I also think that Korine also uses a lot of shocking material for the sake of shock. Gummo is set in Xenia, Ohio (though actually shot near Nashville) and focuses on the poverty-stricken society that strives to exist in the aftermath of a tornado (although attributing the state of the town on the tornado seems like a red herring). So much of what the film depicts is pretty disturbing. We see kids who kill cats and huff glue, a man who prostitutes his sister with downs syndrome, and a girl who describes the sexual abuse she receives regularly at home, just to cite a few scenes. Most of the characters are violent, racist, and ignorant, and many of the actors are actually members of the surrounding community who are playing themselves. As a result, I sometimes feel like Korine is exploiting them as freaks. This especially concerns me in the scenes involving Ellen, the mentally disabled woman who is shown shaving her eyebrows off. I'm worried that Korine is somehow trying to benefit from the spectacle of this image, and the shock value it has, which I find cheap. I think Korine does a lot to shock his viewers and not much in the way of making us sympathize with his characters, especially those who are violent and racist.

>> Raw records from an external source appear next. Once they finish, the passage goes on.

PR #306, opened 2018-08-31
TE-955: Add styles for featured cards

stephenkr:
[Related YouTrack issue](https://youtrack.lodgify.net/issue/TE-955)

adds styling for the featured properties such as:
1. Sets the height of the feature property cards to 155px
2. Updates the spacing between the star icons is 4px

Please refer to the ticket for more information.

__Preview of featured property__
screen shot 2018-08-31 at 12 01 31

__Preview of feature room type__
screen shot 2018-08-31 at 12 01 55

---

__Before, Preview of featured property__
screen shot 2018-08-31 at 12 06 39

### DIFF
--- a/src/styles/semantic/themes/livingstone/views/card.overrides
+++ b/src/styles/semantic/themes/livingstone/views/card.overrides
@@ -83,6 +83,14 @@
     }
   }
 
+  /* Featured */
+  &.has-featured {
+
+    img.ui.image {
+      height: @featuredImageHeight;
+    }
+  }
+
   /*-------------------
       Variations
 --------------------*/
--- a/src/components/general-widgets/FeaturedProperty/component.js
+++ b/src/components/general-widgets/FeaturedProperty/component.js
@@ -23,7 +23,7 @@ export const Component = ({
   propertyUrl,
   ratingNumber,
 }) => (
-  <Card href={propertyUrl}>
+  <Card className="has-featured" href={propertyUrl}>
     <Image alt={imageAlternativeText} src={imageUrl} />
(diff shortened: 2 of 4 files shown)


src/styles/semantic/themes/livingstone/views/card.overrides
```diff
@@ -83,6 +83,18 @@
     }
   }
 
+  /* Featured */
+  &.has-featured {
+
+    img {
```
marcdavi-es: Let's use a more specific selector to avoid unintended conflicts.

```css
img.ui.image {
```

src/styles/semantic/themes/livingstone/views/card.overrides
```diff
@@ -83,6 +83,18 @@
...
+      height: @featuredImageHeight;
+    }
+
+    .ui.rating .icon {
+      width: @featuredIconWidth;
+    }
```
marcdavi-es: Check in with Julio but I believe this is relevant to all ratings? If so, we can add this to the ratings styles.

src/styles/semantic/themes/livingstone/views/card.overrides
stephenkr: Sure i'll make the selector more specific.

src/styles/semantic/themes/livingstone/views/card.overrides
stephenkr: The ticket is specific to the featured properties.

We can create another ticket to handle all reviews and then make the selector for the ratings above more inclusive.

PR #309, opened 2018-09-03
TE-958: Set spacing between icons to 4px for Rating

stephenkr:
[Related YouTrack issue](https://youtrack.lodgify.net/issue/TE-958)

Sets the rating icon to 14px for any component that consumes the `Rating` component, this will set the spacing between each icon to 4px

__Before__
screen shot 2018-09-03 at 10 56 35

__After__
screen shot 2018-09-03 at 10 56 55

### DIFF
--- a/src/styles/semantic/themes/livingstone/modules/rating.variables
+++ b/src/styles/semantic/themes/livingstone/modules/rating.variables
@@ -6,7 +6,7 @@
 
 @marginLeft: @5px;
 
-@iconWidth: @20px;
+@iconWidth: @14px;
 
 @siblingSpanMarginRight: 0.25em;
 @siblingSpanFloat: left;


src/styles/semantic/themes/livingstone/modules/rating.variables
```diff
@@ -6,7 +6,7 @@
 
 @marginLeft: @5px;
 
-@iconWidth: @20px;
+@iconWidth: @14px;
```
Jonnygwi: Is this going to effect any of the components using the same variables?

marcdavi-es: I don't think anything else consumes `rating.variables`

stephenkr: This variable will only affect the rating component.

There is another variable called `@iconWidth` in the `input.variables` file, but these two variables do not affect each other.

Jonnygwi: Perfection

PR #527, opened 2018-01-19
Add check if the parent element has a scrollbar to determine scroll parent

donnysim:
Pretty sure `getScrollParent` tests should not be in `core` but couldn't get them to work in unit tests.

Fixes https://github.com/FezVrasta/popper.js/issues/526

### DIFF
--- a/packages/popper/src/utils/getScrollParent.js
+++ b/packages/popper/src/utils/getScrollParent.js
@@ -24,7 +24,8 @@ export default function getScrollParent(element) {
 
   // Firefox want us to check `-x` and `-y` variations as well
   const { overflow, overflowX, overflowY } = getStyleComputedProperty(element);
-  if (/(auto|scroll)/.test(overflow + overflowY + overflowX)) {
+  if (/(auto|scroll)/.test(overflow + overflowY + overflowX) &&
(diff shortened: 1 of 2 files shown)


packages/popper/src/utils/getScrollParent.js
```diff
@@ -24,7 +24,8 @@ export default function getScrollParent(element) {
 
   // Firefox want us to check `-x` and `-y` variations as well
   const { overflow, overflowX, overflowY } = getStyleComputedProperty(element);
-  if (/(auto|scroll)/.test(overflow + overflowY + overflowX)) {
+  if (/(auto|scroll)/.test(overflow + overflowY + overflowX) &&
+    (element.scrollWidth > element.clientWidth || element.scrollHeight > element.clientHeight)) {
```
FezVrasta: I'm a bit rusty, do `clientWidth` and `clientHeight` take in account possible paddings?

donnysim: Yes, it does.

donnysim: There's no need for a rush on this or if has big impact on positioning might as well close this, can get by by turning off overflow, but appreciate the help.

FezVrasta:
Unfortunately this PR breaks some tests, do you have time to look at them?

PR #529, opened 2018-01-22
Fix a bug in positionFixed where parent is transformed + some code clean up

MrFrankel:
positionFixed has been running in our production app for a while now with no issues other then this one.
Browser calculate position: fixed relative to viewport unless a parent has a transform property defined.

I have added a fix for this with tests included for it.

Also, I would like to add positionFixed to the documents in order for other to be able to make use of it, but I dont know how.


packages/popper/src/utils/isIE.js
```diff
@@ -0,0 +1,14 @@
+/**
```
FezVrasta: 1. Do we really need to check of IE11 as well? If not, can we use the existing `isIE10` function?

FezVrasta:
Documentation is automatically generated from the JSDocs comments

MrFrankel:
yes we do, apparently the transform ancestor thing is on all browsers except < ie11.

we dont actually support ie anymore, it is an absolute pain!

MrFrankel:
ok, missed the second bullet, sure, ill make IE more generic, good point

MrFrankel:
@FezVrasta made the isIE more generic, anything else you see needs addressing?

PR #530, opened 2018-01-23
Adds support for `placement: 'center'`

maxkfranz:
- Add `placement:'center'`, `placement:'center-start'`,
  `placement:'center-end'`
- Updates docs
- Updates TS definition
- Adds a basic test for `placement:'center'` without the arrow

Notes:

- There is only a basic test for `center`.  I didn't bother adding cases like scroll.  Not sure if that would be strictly necessary.
- I'm not sure whether `center-start` and `center-end` are really necessary.  I added them for consistency, but I can't think of an actual usecase.  I'm just interested in `center`.
- I also tested the `center` feature with the `cytoscape-popper` extension.  The usecase for `center` there is where you want to position some dom on top of a node.  See the screenshot for an example where I patched the demo to use `placement: 'center'`:

screen shot 2018-01-23 at 2 06 50 pm

### DIFF
--- a/packages/popper/index.d.ts
+++ b/packages/popper/index.d.ts
@@ -22,7 +22,10 @@ declare namespace Popper {
     | 'bottom-start'
     | 'left-end'
     | 'left'
-    | 'left-start';
+    | 'left-start'
+    | 'center-end'
+    | 'center'
+    | 'center-start';
 
   export type Boundary = 'scrollParent' | 'viewport' | 'window';
 
--- a/packages/popper/src/methods/placements.js
+++ b/packages/popper/src/methods/placements.js
@@ -6,6 +6,7 @@
  * - `right`
  * - `bottom`
  * - `left`
+ * - `center`
  *
  * Each placement can have a variation from this list:
  * - `-start`
@@ -45,4 +46,7 @@ export default [
   'left-end',
   'left',
   'left-start',
+  'center-end',
+  'center',
+  'center-start',
 ];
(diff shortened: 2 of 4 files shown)


FezVrasta:
Why can't you use the inner modifier?

maxkfranz:
I've tried out the inner modifier, but it doesn't seem to allow centring.

For example, these options yield the following screenshot:

```js
// ...
  placement: 'top',
  modifiers: {
    inner: {
      enabled: true
    },
    flip: {
      enabled: false
    },
    offset: {
      enabled: true,
      offset: '0px, 50%r - 50%p'
    }
  }
// ...
```

screen shot 2018-01-29 at 9 23 32 am

I would expect the options I have to give the same result as `placement: 'center'` in the PR.  Additionally, it looks like the tuple form of `offset.offset` is deprecated -- which seems necessary to control both axes.

FezVrasta:
I think I'd rather have this as a 3rd party modifier, I don't want to add more features to the core since we already have enough stability problems. Sorry.

MichaelOstrovsky:
I too think it's a missing placement. 
My take on a modifier:

```
const centerModifier = {
  name: "computeStyles",
  enabled: true,
  fn({ state }) {
    const {
      rects: {
        reference: { width: rW, height: rH, x: rX, y: rY },
        popper: { width: pW, height: pH, x: pX, y: pY }
      }
    } = state;
    state.styles.popper = {
      ...state.styles.popper,
      position: "fixed",
      left: `${rY + (rW - pW) * 0.5}px`,
      top: `${rY + (rW - pW) * 0.5}px`
    };

    return state;
  }
};
```

[Demo](https://codesandbox.io/s/popper-center-placement-7yu5z)

FezVrasta:
@MichaelOstrovsky you could publish it as an npm module, it would be useful for others.

PR #531, opened 2018-01-24
AngularJS led me to a wrapper for Angular +2

kimdah3:
This led me to a wrapper for Angular +2

### [angular-popper](https://www.npmjs.com/package/angular-popper)

This component is in alpha base, you can contribute to it!

### DIFF
--- a/MENTIONS.md
+++ b/MENTIONS.md
@@ -29,12 +29,6 @@ React wrapper around Popper.js, maintained by [Atlassian](https://www.atlassian.
 
 Angular wrapper for Popper.js
 
-## AngularJS
-
-### [angular-popper](https://www.npmjs.com/package/angular-popper)
-
-This component is in alpha base, you can contribute to it!
-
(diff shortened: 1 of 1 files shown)


FezVrasta:
I'm not familiar with the Angular nomenclature, may you simply fix the name instead of delete the whole entry?

Johann-S:
yep that's not `AngularJS` which is related to `AngularJS` v1.x it's `Angular` which is related to `Angular` v2+

kimdah3:
It could be moved to Angular and then remove the AngularJS title because I can't find a wrapper.

MrFrankel:
@kimdah3 if you are looking for an Angular wrapper I can also suggest mine.
[https://github.com/MrFrankel/ngx-popper](https://github.com/MrFrankel/ngx-popper)

MrFrankel:
@FezVrasta Mine is already mentioned 👍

Fans of the movie often defend Korine's intentions by arguing that he is attempting to show that although these people seem like lowlifes and freaks, they are still beautiful and interesting in their own right. I do agree that they are beautiful and interesting, but I don't think that Korine is responsible for giving us that. He is so busy showing us the gutter of humanity that when he does attempt to show us the beauty, it's buried under the hatred, violence, and abuse the characters subject each other to. Korine doesn't show us beauty overpowering the grotesque, though perhaps he attempts to. What we end up with is beauty buried under the grotesque. For that reason, I don't think the actual thematic content of the film lives up to the potential given by the form Korine has created. Each time I see Gummo, I walk away feeling pretty indifferent about the characters, like I haven't learned anything I didn't know before. I don't think anyone can presume to know what Korine "meant" by the film or if there was any greater intention at all. If there was, I think Korine's attempts to express it were ineffective."